Making tests less brittle

I do most of my interesting programming at home currently. Limited time in the evenings means that development is very stop-starty: projects get periods of mad enthusiasm and then are dropped for a few months while I concentrate on something else.

In this context I've found that having a large suite of automated tests can be a double edged sword: Usually when I come back to a project after a few months I have slightly different goals and so want to change the codebase, often drastically.

If the tests are tightly coupled to the implementation this adds significant drag, and is sometimes enough to cause me delete a ton of code and start again. Worse than that, occasionally I just stop running tests and hack.

So over the years I've come to spend an increasing amount of effort isolating tests to make them less brittle in the face of change. This is not an exact science but there's often some way to re-gig a test to make it achieve most of the same purpose without being quite so tightly coupled to the implementation. I guess for my purposes I'm advocating mostly blackbox over whitebox testing at some level. Here's a couple of examples:

System test data in 'native' formats

I like to code 'top-down' as it keeps me focused. I usually start with some data that I want presenting or transforming or storing or mining or whatever. I write some small system tests and code down from there.

I learnt this tip the hard way: It's very advantagous to have test data in a native external format that's not likely to change.

On my first data-aggregation project I had most of the tests using an internal triples format of my own design, which meant that when I changed my mind a few months later I had a ton of testdata and tests to change. I ended up deleting a lot of the code and starting again.

The second time I picked up the project I converted all the inline testdata to CSV and JSON and made the tests run an implicit import transform before invoking the top-level functions. The tests became slightly more complex but also less brittle and I'm now much less likely to delete them.

Inputs/outputs as language primitives

Inevitably as a codebase gets bigger I find that adding top-level blackbox tests isn't enough to drive development and that I need whitebox tests at a unit-level to help with algorithmically intense parts of the project. These tests increase motivation and speed up my coding but unfortunately are a lot more brittle during change and tend to be the ones that get deleted first when I come back to a project.

To combat this I often find it's worth refactoring important algorithms into functions that take language-primitive arguments (e.g. ints, lists etc..), separate from the object graph of the application.

  • A totally contrived illustration:
  • Replace:

        Foo::do-something-clever-with-Bar-Objects( objects )
    
    with:
        do-something-clever-with-id->name-pairs( id/name-pairs )
    

    and have 'Foo' callers unpack the Bah objects into an list of id,name pairs before calling the function.

The tests checking 'do-something-clever' functionality are now less coupled to the internal object graph and are passing only the data required to fulfill the operation.

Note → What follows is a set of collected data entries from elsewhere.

PR #2821, opened 2026-03-24
feat(run): enable inline text document attachments via chat APIs

mike-inkeep:
## Summary

Extends the run chat APIs to accept inline base64 text document attachments (`text/plain`, `text/markdown`, `text/html`, `text/csv`, `text/x-log`). Accepted attachments are validated as UTF-8, stored in blob storage as URI-backed file parts, and replayed into model input as XML-tagged `<attached_file ...>` blocks — on the initial turn and through conversation history replay. Remote URLs remain disallowed for all non-image document types.

## Key decisions

**Inline-only, no remote URLs for text documents.** PDF URLs are still accepted, but text document attachments are restricted to inline `data:` payloads to avoid widening the remote-fetch attack surface. This was an explicit constraint from the start and is enforced at the schema validation layer.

Now this is obviously a tradeoff: The additional unpacking may add overhead (sometimes not). It might make the function interface unnecessarily complicated. Sometimes the tradeoff works well, sometimes it doesn't, but I always at least consider trying to separate out domain-objects from an algorithmically intense function. Often the algorithm is central to the application but the layout and interaction of the object graph is contrived.

--

It might be that I'm missing some important piece of the testing puzzle - I've mostly coded test-first for as long as I can remember but I've always had a mixed relationship with the outcome. Hopefully there's a silver bullet somewhere that I just haven't been told about yet.

whitebox unit tests slow you down

Is it just me or do whitebox unit tests really bog you down?

I do pretty much all my coding in a test-first stylee; it's the only way to code if you're snatching 20mins here and there for spare time projects. Much of the time these tests serve as scaffolding to keep me on the straight and narrow while I bootstrap up some functionality. Unfortunately after they've served this purpose they just sit there like a ball and chain round my leg slowing any future change in direction.

These days I've got into the habit of converting these tests into more stable blackbox functional tests once there's enough actual functionality to support it. Or I just delete them. Life's too short to be worrying about breaking brittle old tests.